• **Work order**:
Start at the first line of the listing below. Write out each line exactly, stopping after the one that contains "Hello everyone, I'm".

• **Records supplied**:

- Opening Delimiter -

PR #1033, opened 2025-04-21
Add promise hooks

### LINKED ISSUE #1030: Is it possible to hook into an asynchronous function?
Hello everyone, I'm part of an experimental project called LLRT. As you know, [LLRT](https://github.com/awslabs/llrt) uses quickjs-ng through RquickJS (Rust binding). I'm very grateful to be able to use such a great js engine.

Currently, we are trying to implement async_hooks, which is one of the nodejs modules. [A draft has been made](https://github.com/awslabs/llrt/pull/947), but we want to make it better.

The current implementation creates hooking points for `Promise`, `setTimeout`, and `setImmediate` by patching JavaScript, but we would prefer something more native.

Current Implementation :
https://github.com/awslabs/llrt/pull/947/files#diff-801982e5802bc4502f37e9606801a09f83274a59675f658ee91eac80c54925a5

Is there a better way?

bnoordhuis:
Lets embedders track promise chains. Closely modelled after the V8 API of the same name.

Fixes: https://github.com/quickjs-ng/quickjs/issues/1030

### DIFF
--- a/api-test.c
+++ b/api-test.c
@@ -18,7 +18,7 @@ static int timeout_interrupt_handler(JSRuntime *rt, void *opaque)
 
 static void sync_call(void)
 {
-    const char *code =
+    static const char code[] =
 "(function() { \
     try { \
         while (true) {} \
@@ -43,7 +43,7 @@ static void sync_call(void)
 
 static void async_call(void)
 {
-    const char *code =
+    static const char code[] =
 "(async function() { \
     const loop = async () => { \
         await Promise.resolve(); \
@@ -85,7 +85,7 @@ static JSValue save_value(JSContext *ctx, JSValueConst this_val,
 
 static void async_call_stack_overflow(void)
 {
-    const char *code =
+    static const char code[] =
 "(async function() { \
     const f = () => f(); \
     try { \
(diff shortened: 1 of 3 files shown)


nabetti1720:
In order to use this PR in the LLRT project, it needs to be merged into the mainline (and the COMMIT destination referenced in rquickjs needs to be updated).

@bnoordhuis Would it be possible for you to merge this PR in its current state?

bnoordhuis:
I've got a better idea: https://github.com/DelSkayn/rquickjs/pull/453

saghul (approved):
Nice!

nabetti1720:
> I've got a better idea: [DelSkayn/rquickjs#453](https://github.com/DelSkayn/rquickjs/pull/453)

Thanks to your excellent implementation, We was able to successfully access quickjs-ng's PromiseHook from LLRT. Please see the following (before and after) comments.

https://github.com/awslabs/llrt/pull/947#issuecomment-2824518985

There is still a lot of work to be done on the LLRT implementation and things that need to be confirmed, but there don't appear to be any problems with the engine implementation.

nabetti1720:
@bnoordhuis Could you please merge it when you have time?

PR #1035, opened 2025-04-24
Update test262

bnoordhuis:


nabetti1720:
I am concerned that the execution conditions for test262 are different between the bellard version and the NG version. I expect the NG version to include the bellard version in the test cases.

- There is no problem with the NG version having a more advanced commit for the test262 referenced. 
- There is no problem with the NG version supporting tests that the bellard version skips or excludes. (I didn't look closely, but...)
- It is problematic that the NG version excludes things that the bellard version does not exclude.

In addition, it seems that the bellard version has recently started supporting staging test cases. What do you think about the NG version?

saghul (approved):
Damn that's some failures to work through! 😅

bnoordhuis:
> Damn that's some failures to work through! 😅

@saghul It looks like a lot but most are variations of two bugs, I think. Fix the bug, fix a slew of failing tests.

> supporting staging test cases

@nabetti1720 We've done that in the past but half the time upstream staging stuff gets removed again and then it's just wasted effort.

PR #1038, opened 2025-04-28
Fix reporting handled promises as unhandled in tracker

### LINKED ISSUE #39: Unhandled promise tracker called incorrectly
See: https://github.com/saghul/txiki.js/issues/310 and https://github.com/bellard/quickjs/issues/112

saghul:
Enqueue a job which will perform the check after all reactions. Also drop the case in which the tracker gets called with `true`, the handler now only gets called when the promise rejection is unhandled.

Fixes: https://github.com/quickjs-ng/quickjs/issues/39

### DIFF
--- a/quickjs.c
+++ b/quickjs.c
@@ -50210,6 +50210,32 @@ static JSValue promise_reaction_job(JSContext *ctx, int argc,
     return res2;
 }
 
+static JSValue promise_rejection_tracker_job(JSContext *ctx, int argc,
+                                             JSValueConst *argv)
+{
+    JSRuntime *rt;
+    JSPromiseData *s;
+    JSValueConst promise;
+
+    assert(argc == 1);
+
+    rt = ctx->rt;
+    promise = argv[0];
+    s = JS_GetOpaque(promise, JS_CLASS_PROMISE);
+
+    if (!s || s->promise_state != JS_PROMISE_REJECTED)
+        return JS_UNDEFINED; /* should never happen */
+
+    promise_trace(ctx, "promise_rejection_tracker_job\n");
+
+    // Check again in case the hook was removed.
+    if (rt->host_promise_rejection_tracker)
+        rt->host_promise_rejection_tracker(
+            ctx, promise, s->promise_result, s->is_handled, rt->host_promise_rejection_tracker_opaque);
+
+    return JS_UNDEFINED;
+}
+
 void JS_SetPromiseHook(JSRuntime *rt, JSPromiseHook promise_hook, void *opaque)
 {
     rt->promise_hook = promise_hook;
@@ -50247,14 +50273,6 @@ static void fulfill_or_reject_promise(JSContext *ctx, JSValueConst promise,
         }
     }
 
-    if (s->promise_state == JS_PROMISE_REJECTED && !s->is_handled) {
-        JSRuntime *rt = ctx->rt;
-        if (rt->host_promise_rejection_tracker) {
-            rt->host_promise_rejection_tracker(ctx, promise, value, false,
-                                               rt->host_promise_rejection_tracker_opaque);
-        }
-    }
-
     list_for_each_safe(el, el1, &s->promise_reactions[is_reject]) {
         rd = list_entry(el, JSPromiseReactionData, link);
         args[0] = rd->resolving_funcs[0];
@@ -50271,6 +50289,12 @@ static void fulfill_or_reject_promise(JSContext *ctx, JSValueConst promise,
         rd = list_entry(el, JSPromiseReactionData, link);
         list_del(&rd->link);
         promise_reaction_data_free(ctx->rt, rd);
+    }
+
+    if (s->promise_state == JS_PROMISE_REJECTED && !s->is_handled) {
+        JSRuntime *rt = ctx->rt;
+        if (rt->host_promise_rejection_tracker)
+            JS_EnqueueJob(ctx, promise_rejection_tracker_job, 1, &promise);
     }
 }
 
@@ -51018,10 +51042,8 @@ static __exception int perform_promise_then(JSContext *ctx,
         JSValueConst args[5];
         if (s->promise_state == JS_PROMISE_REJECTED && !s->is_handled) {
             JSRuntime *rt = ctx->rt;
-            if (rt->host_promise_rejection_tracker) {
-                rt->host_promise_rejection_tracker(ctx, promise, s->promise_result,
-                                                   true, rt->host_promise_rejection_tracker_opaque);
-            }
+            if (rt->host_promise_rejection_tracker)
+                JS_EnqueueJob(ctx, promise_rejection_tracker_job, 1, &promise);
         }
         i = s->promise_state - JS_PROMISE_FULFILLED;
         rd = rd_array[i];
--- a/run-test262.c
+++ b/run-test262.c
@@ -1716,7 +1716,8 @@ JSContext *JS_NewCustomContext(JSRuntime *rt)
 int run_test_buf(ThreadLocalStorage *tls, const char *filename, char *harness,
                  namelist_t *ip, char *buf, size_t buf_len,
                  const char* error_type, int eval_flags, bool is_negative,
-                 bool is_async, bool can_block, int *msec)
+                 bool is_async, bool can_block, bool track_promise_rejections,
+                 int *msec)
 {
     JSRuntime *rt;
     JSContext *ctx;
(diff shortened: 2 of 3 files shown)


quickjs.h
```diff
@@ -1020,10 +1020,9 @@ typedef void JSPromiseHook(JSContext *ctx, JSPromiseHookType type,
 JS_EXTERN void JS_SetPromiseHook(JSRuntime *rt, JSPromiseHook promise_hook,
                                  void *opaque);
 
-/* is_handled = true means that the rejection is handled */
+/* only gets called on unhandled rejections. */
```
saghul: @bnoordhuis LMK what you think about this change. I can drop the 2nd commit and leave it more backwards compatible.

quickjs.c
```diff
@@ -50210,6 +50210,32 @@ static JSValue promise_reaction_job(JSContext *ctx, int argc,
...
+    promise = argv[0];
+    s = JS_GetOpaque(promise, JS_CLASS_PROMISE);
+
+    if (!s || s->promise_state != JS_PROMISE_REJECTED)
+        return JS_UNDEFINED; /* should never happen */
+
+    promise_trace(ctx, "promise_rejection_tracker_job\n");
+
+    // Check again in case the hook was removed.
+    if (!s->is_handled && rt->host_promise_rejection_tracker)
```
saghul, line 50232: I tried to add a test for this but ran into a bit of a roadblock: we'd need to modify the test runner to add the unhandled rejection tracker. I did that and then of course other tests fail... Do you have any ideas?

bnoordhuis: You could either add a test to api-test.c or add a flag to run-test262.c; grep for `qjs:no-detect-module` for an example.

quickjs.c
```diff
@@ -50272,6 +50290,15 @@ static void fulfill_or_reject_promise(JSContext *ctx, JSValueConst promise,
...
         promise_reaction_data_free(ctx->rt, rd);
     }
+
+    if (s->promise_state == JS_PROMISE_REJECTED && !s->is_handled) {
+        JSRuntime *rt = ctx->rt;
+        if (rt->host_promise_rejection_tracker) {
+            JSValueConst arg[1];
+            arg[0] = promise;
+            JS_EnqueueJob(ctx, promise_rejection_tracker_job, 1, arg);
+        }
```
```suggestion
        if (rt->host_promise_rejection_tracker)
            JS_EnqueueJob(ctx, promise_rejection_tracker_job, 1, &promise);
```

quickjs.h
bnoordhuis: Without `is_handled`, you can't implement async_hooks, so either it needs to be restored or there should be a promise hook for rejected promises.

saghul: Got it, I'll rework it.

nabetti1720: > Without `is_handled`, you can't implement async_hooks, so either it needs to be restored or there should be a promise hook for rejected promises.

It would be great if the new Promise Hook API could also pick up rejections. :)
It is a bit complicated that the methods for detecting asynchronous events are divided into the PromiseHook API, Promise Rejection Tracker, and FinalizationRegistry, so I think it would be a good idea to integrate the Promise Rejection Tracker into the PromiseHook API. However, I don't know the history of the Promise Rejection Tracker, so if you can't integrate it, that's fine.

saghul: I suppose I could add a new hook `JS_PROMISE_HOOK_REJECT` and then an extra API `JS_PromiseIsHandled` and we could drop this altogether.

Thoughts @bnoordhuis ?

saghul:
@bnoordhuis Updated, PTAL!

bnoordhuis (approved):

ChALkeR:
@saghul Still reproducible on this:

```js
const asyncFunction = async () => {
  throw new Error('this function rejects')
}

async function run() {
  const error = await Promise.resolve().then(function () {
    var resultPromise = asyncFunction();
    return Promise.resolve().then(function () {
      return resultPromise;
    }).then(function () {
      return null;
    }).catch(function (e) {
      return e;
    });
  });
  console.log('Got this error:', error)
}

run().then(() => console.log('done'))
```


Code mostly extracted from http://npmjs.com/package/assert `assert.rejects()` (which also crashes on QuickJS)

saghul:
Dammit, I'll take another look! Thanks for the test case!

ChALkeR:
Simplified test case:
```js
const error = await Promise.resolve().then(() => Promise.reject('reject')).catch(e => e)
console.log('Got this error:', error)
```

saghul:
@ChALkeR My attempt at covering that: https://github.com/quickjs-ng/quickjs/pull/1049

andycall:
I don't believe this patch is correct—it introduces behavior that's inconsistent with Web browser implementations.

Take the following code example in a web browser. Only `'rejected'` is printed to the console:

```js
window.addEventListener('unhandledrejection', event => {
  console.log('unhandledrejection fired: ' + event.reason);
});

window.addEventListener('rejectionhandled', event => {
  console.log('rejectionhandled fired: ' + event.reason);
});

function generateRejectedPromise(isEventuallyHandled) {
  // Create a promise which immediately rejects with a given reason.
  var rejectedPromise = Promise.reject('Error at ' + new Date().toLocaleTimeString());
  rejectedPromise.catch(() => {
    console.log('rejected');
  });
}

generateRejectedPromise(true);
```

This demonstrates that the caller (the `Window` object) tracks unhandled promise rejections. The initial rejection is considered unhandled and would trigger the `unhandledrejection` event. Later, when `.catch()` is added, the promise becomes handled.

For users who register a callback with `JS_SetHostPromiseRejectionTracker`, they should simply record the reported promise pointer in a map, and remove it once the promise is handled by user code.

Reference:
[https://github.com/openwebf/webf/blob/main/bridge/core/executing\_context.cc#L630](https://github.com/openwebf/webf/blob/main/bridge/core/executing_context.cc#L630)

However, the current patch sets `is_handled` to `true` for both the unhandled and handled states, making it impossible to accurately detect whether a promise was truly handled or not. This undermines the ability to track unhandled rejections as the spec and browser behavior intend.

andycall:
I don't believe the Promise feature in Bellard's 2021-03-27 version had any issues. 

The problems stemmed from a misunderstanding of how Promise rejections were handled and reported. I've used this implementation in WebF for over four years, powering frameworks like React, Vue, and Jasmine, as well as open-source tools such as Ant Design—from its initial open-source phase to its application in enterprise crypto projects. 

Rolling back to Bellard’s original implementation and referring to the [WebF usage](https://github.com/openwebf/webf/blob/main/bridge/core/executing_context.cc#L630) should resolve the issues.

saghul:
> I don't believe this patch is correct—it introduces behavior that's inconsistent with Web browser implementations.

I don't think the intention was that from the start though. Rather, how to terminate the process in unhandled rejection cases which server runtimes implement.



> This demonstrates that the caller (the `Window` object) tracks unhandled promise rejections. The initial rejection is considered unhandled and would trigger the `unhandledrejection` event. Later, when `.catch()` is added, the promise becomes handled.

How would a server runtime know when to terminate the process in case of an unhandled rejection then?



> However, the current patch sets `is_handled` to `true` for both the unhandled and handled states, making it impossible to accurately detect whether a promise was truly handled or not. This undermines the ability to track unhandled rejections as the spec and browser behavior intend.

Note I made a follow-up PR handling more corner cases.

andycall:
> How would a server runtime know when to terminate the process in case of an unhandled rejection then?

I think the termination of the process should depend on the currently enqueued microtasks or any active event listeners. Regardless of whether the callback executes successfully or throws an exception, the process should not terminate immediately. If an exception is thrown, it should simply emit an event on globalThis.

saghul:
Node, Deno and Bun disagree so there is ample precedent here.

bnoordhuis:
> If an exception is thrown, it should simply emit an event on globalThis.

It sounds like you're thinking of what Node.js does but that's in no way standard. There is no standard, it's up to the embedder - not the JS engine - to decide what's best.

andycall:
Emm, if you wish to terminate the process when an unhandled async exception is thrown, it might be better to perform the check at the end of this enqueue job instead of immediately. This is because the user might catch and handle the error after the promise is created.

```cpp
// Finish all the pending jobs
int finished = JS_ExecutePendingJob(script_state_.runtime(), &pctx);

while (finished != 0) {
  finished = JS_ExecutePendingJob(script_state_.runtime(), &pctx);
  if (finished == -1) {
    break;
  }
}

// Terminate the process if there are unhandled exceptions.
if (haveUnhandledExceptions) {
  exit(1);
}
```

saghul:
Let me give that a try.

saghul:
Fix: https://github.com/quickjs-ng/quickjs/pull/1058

- Closing Delimiter -

• **Result for this task**:
PR #1033, opened 2025-04-21
Add promise hooks

### LINKED ISSUE #1030: Is it possible to hook into an asynchronous function?
Hello everyone, I'm part of an experimental project called LLRT. As you know, [LLRT](https://github.com/awslabs/llrt) uses quickjs-ng through RquickJS (Rust binding). I'm very grateful to be able to use such a great js engine.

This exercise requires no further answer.